Estimating limits from tables

# One-sided limits from tables

AP.CALC:
LIM‑1 (EU)
,
LIM‑1.C (LO)
,
LIM‑1.C.5 (EK)
When we read a one-sided limit from a table, we are only interested in the value the function approaches from a single direction (either left or right).

## Want to join the conversation?

• When can you tell if the limit of a one-sided function does not exist? I am having trouble figuring that out.
• A limit is defined as the value of a function f(x) as x approaches some c value from both sides of said c value. A one-sided limit is the same as a regular limit, but it only requires one side of the function to be approaching the c value. One-sided limits may not exist in the following cases:
-The function goes to infinity (a vertical tangent) at the c value from that side
-The function doesn't approach the c value from that side

The one sided limit still exists in the following cases:
-The limit from the other side is different
-The actual value of the function at the point c doesn't exist (hole), but the one side of the function still approaches a value
-The actual value of the function jumps at the point c, but the one side of the function still approaches a value
-A discontinuity in the function that doesn't affect the ability to determine the limit

Hope this helps!
• Will we learn how to find out the actual limit of a function later in calculus, or is that not possible?
• You will learn how to find the actual limit.

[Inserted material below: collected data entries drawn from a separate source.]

PR #284, opened 2021-07-29
fix: cancel polyjuice tx challenge failure

zeroqn:
Save SYS_LOAD_ACCOUNT_SCRIPT script into RunResult, we can then
package these scripts into cancel challenge witness.

### DIFF
--- a/crates/generator/src/syscalls/mod.rs
+++ b/crates/generator/src/syscalls/mod.rs
@@ -508,12 +508,19 @@ impl<'a, S: State, C: ChainStore> L2Syscalls<'a, S, C> {
     fn set_account_count(&mut self, count: u32) {
         self.result.account_count = Some(count);
     }
-    fn get_script(&self, script_hash: &H256) -> Option<Script> {
-        self.result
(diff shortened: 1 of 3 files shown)


crates/generator/src/syscalls/mod.rs
```diff
@@ -508,12 +508,19 @@ impl<'a, S: State, C: ChainStore> L2Syscalls<'a, S, C> {
...
+        let opt_script = self
+            .result
             .new_scripts
             .get(script_hash)
             .map(|data| Script::from_slice(&data).expect("Script"))
-            .or_else(|| self.code_store.get_script(&script_hash))
+            .or_else(|| self.code_store.get_script(&script_hash));
+
+        if let Some(ref script) = opt_script {
+            self.result.get_scripts.insert(script.as_slice().to_vec());
```
jjyr, line 520: We should save Script instead of Vec<u8>, script is a molecule type which shares references, so we can save memory.

jjyr (approved):

jjyr (approved):

PR #294, opened 2021-08-04
feat(block producer): santize deposit capacity base on custodian output

zeroqn:


crates/types/Cargo.toml
```diff
@@ -16,3 +16,4 @@ cfg-if = "0.1"
 gw-hash = { path = "../hash", default-features = false }
 ckb-fixed-hash = { version = "0.38.0", optional = true }
 sparse-merkle-tree = { version = "0.5.2-rc1", default-features = false }
+ckb-types = { version = "0.38.0", default-features = false }
```
jjyr, line 19: Set optional = true, and add this feature to std

crates/types/src/extension.rs
```diff
@@ -143,3 +143,12 @@ impl packed::RollupConfig {
         self.as_reader().hash()
     }
 }
+
+impl packed::CellOutput {
```
jjyr, line 147: move it to offchain.rs

jjyr (changes requested):

jjyr (approved):

PR #295, opened 2021-08-04
feat(block producer): sanitize withdrawal base on output cell capacity

zeroqn:


crates/types/src/offchain.rs
```diff
@@ -28,3 +28,9 @@ impl CellOutput {
             .map(|c| c.as_u64())
     }
 }
+
+impl std::hash::Hash for Script {
+    fn hash<H: std::hash::Hasher>(&self, state: &mut H) {
+        self.as_reader().hash().hash(state)
```
jjyr, line 34: self.as_reader().hash(state)

jjyr (approved):

PR #299, opened 2021-08-09
fix(challenger): cancel polyjuice tx call contract challenge failure v2

zeroqn:
Pass sys_load_data through cell_deps

### DIFF
--- a/crates/block-producer/src/debugger.rs
+++ b/crates/block-producer/src/debugger.rs
@@ -16,7 +16,7 @@ use gw_types::{
     prelude::*,
 };
 
-use crate::rpc_client::RPCClient;
+use crate::{rpc_client::RPCClient, types::TxStatus};
 
 pub async fn dump_transaction<P: AsRef<Path>>(
     dir: P,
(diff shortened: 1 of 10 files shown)


Flouse (approved):

crates/block-producer/src/debugger.rs
```diff
@@ -65,10 +65,11 @@ pub async fn build_mock_transaction(
             return Ok(vec![]);
         }
         // parse dep group
-        let cell = rpc_client
-            .get_cell(dep.out_point())
-            .await?
-            .ok_or_else(|| anyhow!("can't find dep group cell"))?;
+        let cell = match rpc_client.get_cell(dep.out_point()).await? {
+            Some(cell) => Some(cell),
+            None => rpc_client.get_cell_from_mempool(dep.out_point()).await?,
```
jjyr, line 70: Do we need to implement this in the rpc layer? If get_cell return null, we try to query mem pool, what do you think?

jjyr (approved):

PR #300, opened 2021-08-11
feat(metrics): add metrics crate and block metrics

magicalne:
This pr involves metrics collection with opentelemetry.

By enabling metrics collection:

1. Building godwoken with:

```shell
cargo build --features tokio --manifest-path crates/block-producer/Cargo.toml
```
2. Adding mectics block in config.toml:

```toml
[metrics]
endpoint = "http://host:port"
worker_threads = 2
```

Screenshot from 2021-08-11 20-08-53
Screenshot from 2021-08-11 20-08-47


crates/block-producer/Cargo.toml
```diff
@@ -44,6 +49,7 @@ serde_json = "1.0"
 smol = "1.2.5"
 lazy_static = "1.4"
 sqlx = { version = "0.5", features = [ "runtime-async-std-native-tls", "postgres", "sqlite", "chrono", "decimal" ] }
+openssl = { version = "0.10.29", features = ["vendored"] }
```
jjyr, line 52: why we need this crate?

crates/block-producer/src/runner.rs
```diff
@@ -158,6 +158,11 @@ async fn poll_loop(
 }
 
 pub fn run(config: Config, skip_config_check: bool) -> Result<()> {
+    // Enable metrics config.
+    #[cfg(feature = "tokio")]
```
jjyr, line 162: why checking tokio feature here? all the things should be hidden behind the gw_metrics crate

jjyr (changes requested):

crates/block-producer/Cargo.toml
magicalne: That's a mistake.:(

crates/block-producer/src/runner.rs
magicalne: I thought that way before. But that means I need to check gw_metrics feature when i add a new metric every time, which is weird as well..
Instead, I set tokio as an optional dependency and reexport tokio feature to upper level.
Or... I can put metrics utils into a new crate. So crates can always depend on metric-utils and optionall depend on metric-config. Sounds better?
Need to figure out it's feasible or not.

crates/block-producer/Cargo.toml
magicalne: I just check my local build and it's not a mistake. On my fedora34, cannot build without it. That's due to a cross-platform compilation on [openssl](https://github.com/launchbadge/sqlx/issues/473#issuecomment-655517309).

crates/block-producer/src/runner.rs
magicalne: As we discussed offline, we have two features: `default` and `metrics` on metrics crate.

It's later on in this unit.
• Wouldn't it be more reasonable to assume that lim(x->-2^-) f(x)=-2500?
Because -20*5=-100, -100*5=-500, -500*5=-2500
• The thing is, why did you stop there? Perhaps -2500 is the value at -2.0001. Maybe there's another value at -2.00001, say -2500 * 5 = -12500. Is that the limit? Or will it multiply by five again if we try a closer number? Just how close do we need to get before we're certain?

If the values started to slow down at some point, then it might be a reasonable estimate. For example:
-2.0001 = 2499
-2.00001 = 2499.5
-2.000001 = 2499.75
In this case, yes, -2500 is probably a good guess. But working just from the table we're given, the numbers appear to simply be increasing exponentially as we approach -2, and for that reason we can assume it probably is unbounded.
• How to know that the function is unbounded ?
• consider x approaching -2 and y=f(x). We see that as the function grows closer to -2 (-2.1,-2.01,-2.001, -2.00000001, etc...) f(x) falls exponentially (-100, -500, etc..). Plot this on a graph and you'll notice the function is unbounded at x= -2 and that the limit approaching from the left is infinity (or doesn't exist).
• What I must do to be 100% sure about the limit of a function?What is the method for finding the limit of a function with absolute certainty?
• This is a good question. Using tables only suggests what the limit might be, but does not give the limit with certainty. However, limits (if they exist) can be found with certainty by using algebraic techniques such as direct substitution, factoring & reducing, multiplying top and bottom by a conjugate, using trigonometric identities, and using L’Hopital’s rule.
• Wait, I'm confused, why was the limit to the left negative 4? Shouldn't it be it doesn't exist, since -4 was an f(x) value?
(1 vote)
• I don't think the actual value of the function at the specified point is needed in order to determine the limit. You only need values that get closer and closer to that point. Therefore, it is redundant that -4 is a value of f(x) as it does not affect the limit.
• If a one-sided limit is unbounded, do you say it is "unbounded" as the answer to the limit or "does not exist"
(1 vote)
• Usually it's enough to say that the limit doesn't exist, but if we need to specify why the limit doesn't exist, then we would have to say that it's because the function grows unboundedly.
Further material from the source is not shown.